* EXERCISE DESCRIPTION: Only lines holding the word "methods" should be copied from the material.
Top of DATA FOR REVIEW
PR #294, opened 2023-07-26
Add `onSuccess()` and `onError()` methods to apply Side Effects to a TelegramBotResult

JcMinarro:
Add `onSuccess()` and `onError()` methods to apply Side Effects to a TelegramBotResult.

It allows us to concatenate the invocation of multiple methods.

```
fun foo(): TelegramBotResult<Int> { ... }

val result = foo()
  .onSuccess {
    // The result was a success and we can apply a side effect with the value
  }
  .onError {
    // The result was an error and we can apply a side effect with the error
  }
```


vjgarciag96 (approved):
Nice! I think we'll need to regenerate the public API files for CI to pass here

PR #306, opened 2023-11-14
Provide 'parse_mode' to sendVideo Telegram API method

thebix:
## Description

Telegram API [sendVideo](https://core.telegram.org/bots/api#sendvideo) method accepts `parse_mode` as a parameter.

Currently, this parameter is not supported by the `sendVideo` method of `kotlin-telegram-bot`
For instance, https://github.com/kotlin-telegram-bot/kotlin-telegram-bot/blob/9fb7d3939d4bc6f273fcc07f316616a33e879383/telegram/src/main/kotlin/com/github/kotlintelegrambot/Bot.kt#L498)

At the same time, other methods like `sendDocument` already [support it](https://github.com/kotlin-telegram-bot/kotlin-telegram-bot/blob/9fb7d3939d4bc6f273fcc07f316616a33e879383/telegram/src/main/kotlin/com/github/kotlintelegrambot/Bot.kt#L476)

This PR adds support for `parse_mode` to all `sendVideo` methods.

## Testing

- [x] Build the library locally and use it as a jar in the test project


telegram/src/main/kotlin/com/github/kotlintelegrambot/Bot.kt
```diff
@@ -502,6 +502,7 @@ class Bot private constructor(
         width: Int? = null,
         height: Int? = null,
         caption: String? = null,
+        parseMode: ParseMode? = null,
```
JcMinarro, line 505: This method is deprecated, we shouldn't update it anymore

JcMinarro (changes requested):

telegram/src/main/kotlin/com/github/kotlintelegrambot/Bot.kt
thebix: Removed `parseMode` from both deprecated methods

JcMinarro (approved):

PR #313, opened 2023-12-26
Add InlineQueryResultsButton

SadeghHayeri:
Hi,
Now we can show web-app URL on top of inline results.
https://core.telegram.org/bots/api#answerinlinequery


seik:
Hi @SadeghHayeri — thanks for the contribution! After 2+ years the branch has conflicts against main and `InlineQueryResultsButton` itself has gained an additional `start_parameter` field on the API side since the PR was opened, so the cleanest path forward is a fresh implementation against current main.

I'm closing this PR but leaving `InlineQueryResultsButton` on the to-do list — happy to take a fresh PR from anyone who wants to pick it up. Really appreciate the original work!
Bottom of DATA FOR REVIEW
* SOLUTION TO THIS PROBLEM:
Add `onSuccess()` and `onError()` methods to apply Side Effects to a TelegramBotResult
Add `onSuccess()` and `onError()` methods to apply Side Effects to a TelegramBotResult.
It allows us to concatenate the invocation of multiple methods.
At the same time, other methods like `sendDocument` already [support it](https://github.com/kotlin-telegram-bot/kotlin-telegram-bot/blob/9fb7d3939d4bc6f273fcc07f316616a33e879383/telegram/src/main/kotlin/com/github/kotlintelegrambot/Bot.kt#L476)
This PR adds support for `parse_mode` to all `sendVideo` methods.
thebix: Removed `parseMode` from both deprecated methods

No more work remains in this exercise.